Extracted data entries
Segment Open
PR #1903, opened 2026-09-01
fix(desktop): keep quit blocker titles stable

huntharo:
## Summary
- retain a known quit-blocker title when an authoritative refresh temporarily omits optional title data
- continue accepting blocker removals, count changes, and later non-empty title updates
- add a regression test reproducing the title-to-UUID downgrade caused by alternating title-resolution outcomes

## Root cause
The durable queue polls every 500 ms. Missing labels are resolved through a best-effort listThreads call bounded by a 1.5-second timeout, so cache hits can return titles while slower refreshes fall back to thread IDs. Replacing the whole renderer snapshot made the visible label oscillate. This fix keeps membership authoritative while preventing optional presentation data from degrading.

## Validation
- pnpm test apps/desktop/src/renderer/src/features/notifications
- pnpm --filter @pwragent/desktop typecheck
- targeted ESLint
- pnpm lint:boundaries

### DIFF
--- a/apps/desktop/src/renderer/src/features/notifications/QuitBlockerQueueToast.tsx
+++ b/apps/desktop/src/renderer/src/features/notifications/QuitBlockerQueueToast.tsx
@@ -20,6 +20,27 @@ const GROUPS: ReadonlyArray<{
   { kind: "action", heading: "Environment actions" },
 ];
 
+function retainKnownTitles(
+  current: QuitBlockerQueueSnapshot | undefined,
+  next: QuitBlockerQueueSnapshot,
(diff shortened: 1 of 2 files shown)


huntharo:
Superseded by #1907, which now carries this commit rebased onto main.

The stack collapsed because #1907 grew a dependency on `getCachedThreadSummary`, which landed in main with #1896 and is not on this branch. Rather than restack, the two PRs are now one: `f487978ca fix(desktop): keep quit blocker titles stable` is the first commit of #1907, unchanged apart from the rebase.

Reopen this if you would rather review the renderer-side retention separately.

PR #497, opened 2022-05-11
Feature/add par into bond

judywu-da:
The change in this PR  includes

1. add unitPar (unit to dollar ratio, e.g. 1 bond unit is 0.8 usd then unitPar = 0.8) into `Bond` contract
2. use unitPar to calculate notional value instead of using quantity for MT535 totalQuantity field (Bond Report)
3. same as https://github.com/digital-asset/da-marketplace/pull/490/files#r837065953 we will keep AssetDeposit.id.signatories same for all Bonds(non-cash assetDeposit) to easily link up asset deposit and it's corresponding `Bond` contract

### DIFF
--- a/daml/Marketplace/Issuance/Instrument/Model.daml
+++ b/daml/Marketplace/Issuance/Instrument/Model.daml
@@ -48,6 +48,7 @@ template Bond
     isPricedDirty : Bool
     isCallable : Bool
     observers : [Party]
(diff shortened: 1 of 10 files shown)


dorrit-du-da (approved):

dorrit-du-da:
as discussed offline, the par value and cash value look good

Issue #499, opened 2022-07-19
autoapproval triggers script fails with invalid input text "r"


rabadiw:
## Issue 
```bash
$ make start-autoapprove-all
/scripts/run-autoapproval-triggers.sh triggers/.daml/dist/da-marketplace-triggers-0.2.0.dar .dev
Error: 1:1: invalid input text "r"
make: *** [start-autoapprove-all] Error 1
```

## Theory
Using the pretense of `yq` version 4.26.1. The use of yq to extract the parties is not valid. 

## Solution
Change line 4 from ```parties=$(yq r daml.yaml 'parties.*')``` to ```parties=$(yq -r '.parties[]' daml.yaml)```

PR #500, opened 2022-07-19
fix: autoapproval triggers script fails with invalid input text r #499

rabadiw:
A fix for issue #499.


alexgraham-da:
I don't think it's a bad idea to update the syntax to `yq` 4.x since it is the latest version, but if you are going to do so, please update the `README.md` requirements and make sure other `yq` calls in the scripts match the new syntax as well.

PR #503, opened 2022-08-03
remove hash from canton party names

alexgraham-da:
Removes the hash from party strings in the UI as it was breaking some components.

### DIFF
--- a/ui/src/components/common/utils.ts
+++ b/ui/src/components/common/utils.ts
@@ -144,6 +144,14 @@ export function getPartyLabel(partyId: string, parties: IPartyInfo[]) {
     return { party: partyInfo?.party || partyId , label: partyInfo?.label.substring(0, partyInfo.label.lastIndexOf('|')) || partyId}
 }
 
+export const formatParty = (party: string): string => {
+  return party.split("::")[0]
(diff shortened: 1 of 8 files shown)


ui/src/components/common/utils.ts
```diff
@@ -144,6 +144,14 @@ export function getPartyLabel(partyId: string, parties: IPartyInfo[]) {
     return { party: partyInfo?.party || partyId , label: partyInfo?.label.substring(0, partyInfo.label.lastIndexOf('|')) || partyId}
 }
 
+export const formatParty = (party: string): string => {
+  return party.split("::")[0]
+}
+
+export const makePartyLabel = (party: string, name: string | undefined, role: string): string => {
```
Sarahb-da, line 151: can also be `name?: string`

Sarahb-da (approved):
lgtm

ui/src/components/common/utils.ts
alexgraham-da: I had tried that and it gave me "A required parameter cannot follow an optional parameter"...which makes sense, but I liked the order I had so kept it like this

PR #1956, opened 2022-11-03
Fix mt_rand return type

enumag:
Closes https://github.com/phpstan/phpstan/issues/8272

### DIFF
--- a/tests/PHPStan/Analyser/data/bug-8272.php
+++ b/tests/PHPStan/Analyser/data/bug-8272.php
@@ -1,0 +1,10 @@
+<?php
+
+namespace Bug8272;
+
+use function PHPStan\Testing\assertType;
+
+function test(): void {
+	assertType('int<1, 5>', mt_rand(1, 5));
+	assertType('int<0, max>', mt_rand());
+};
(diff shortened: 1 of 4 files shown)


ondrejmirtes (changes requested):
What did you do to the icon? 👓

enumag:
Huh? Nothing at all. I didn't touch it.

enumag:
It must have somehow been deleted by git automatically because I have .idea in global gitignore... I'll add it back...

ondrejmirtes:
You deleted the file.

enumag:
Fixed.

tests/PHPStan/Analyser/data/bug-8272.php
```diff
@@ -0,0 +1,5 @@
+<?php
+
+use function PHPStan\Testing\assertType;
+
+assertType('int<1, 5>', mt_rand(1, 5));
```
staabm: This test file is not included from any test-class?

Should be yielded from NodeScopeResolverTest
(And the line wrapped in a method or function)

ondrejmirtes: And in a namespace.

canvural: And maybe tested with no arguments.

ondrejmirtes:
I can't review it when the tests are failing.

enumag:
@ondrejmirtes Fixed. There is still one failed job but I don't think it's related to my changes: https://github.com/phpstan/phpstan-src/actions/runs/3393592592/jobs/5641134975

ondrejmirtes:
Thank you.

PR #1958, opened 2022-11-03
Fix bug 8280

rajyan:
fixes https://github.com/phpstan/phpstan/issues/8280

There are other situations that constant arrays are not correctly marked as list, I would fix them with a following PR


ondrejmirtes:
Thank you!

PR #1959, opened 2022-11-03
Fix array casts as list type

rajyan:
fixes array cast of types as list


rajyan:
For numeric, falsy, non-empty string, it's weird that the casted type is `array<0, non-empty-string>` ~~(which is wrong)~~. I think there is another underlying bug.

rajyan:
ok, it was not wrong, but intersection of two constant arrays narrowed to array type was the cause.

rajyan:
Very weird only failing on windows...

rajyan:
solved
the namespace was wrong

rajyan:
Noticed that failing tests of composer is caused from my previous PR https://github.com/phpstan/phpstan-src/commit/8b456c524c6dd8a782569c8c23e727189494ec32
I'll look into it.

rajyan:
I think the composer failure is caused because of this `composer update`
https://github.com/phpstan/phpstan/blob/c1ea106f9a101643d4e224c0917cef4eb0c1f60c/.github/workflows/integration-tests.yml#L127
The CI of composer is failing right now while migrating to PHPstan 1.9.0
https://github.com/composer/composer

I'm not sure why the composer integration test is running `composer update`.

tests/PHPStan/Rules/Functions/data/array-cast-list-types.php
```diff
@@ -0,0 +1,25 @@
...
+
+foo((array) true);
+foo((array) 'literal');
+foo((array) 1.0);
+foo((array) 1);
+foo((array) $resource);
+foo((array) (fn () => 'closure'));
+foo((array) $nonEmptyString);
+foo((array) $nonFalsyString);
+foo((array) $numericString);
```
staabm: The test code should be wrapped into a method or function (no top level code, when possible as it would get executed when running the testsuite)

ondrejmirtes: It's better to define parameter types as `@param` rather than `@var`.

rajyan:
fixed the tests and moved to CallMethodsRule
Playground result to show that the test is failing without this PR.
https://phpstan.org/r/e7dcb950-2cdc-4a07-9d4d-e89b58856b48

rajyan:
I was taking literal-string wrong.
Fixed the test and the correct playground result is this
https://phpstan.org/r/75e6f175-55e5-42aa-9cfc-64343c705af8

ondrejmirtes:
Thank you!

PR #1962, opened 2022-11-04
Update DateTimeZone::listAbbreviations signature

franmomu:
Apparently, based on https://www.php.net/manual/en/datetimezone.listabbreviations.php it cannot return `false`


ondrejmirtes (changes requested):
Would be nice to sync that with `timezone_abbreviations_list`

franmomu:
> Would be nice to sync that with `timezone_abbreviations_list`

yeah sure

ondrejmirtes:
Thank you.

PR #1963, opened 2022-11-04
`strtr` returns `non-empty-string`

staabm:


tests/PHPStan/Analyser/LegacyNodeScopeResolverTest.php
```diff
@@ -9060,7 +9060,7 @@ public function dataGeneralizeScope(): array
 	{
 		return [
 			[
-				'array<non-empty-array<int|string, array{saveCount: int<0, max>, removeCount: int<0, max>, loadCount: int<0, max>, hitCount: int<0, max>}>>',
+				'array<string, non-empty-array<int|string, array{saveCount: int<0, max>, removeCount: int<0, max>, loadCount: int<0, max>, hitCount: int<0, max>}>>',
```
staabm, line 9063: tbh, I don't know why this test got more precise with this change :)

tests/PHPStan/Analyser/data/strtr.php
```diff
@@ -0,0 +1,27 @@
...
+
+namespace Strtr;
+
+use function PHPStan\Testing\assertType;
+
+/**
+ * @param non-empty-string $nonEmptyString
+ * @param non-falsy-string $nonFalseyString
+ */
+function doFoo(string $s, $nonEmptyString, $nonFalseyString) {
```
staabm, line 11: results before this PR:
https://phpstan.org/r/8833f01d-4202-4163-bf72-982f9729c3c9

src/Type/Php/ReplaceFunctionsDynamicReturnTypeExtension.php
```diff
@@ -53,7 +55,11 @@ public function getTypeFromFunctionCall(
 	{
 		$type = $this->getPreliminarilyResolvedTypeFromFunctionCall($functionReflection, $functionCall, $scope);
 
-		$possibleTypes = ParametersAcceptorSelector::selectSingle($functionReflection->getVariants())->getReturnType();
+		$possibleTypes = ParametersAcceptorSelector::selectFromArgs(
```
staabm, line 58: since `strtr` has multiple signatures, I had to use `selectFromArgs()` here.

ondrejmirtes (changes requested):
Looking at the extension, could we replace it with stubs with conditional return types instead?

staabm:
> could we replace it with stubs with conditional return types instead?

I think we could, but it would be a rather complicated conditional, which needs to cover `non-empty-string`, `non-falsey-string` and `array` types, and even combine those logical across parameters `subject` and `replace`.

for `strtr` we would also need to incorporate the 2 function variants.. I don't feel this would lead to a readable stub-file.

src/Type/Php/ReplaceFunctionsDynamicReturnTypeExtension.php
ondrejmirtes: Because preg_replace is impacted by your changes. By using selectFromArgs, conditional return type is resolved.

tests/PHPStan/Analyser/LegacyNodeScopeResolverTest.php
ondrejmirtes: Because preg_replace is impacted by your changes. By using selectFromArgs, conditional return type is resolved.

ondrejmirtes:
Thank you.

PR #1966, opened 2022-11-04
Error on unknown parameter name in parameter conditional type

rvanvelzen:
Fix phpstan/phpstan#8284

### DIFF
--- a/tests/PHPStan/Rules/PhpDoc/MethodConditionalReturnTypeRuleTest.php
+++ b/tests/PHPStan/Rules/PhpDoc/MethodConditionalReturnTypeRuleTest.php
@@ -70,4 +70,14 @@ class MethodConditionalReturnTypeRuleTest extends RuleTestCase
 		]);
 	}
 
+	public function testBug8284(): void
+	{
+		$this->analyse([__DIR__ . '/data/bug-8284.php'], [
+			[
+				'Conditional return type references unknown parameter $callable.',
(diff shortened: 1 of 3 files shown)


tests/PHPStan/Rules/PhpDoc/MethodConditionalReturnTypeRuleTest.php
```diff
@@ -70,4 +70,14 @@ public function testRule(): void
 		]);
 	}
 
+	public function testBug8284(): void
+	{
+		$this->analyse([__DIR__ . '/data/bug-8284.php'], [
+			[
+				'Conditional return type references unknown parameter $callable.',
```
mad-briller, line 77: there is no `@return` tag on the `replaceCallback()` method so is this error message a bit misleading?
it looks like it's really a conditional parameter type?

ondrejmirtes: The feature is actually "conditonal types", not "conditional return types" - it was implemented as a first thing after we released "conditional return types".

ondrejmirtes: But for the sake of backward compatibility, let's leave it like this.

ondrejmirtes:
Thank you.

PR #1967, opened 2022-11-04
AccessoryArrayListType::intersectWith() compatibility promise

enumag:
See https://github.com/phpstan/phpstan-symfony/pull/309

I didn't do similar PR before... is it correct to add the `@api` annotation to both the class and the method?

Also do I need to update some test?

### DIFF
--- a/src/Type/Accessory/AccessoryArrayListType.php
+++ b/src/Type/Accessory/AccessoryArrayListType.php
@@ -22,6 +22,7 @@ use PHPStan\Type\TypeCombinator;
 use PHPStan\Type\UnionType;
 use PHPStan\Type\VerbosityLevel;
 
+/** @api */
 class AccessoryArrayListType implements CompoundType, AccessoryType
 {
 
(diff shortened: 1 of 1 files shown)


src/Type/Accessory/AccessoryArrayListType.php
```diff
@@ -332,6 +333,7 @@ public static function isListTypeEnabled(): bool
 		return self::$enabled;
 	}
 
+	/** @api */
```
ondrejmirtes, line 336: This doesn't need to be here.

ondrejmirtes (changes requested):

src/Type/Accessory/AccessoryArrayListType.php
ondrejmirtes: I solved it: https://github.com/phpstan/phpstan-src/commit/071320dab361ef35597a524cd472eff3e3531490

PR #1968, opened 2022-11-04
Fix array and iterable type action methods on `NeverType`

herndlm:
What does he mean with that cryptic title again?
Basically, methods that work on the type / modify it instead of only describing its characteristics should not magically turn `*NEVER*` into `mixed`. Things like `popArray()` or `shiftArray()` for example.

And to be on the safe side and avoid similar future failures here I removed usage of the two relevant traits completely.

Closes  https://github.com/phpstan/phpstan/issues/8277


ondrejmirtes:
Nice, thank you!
Segment Closed
■ Exercise description:
Establish how many lines of the records contain the string "before" and state that number without elaboration.

■ Result:
2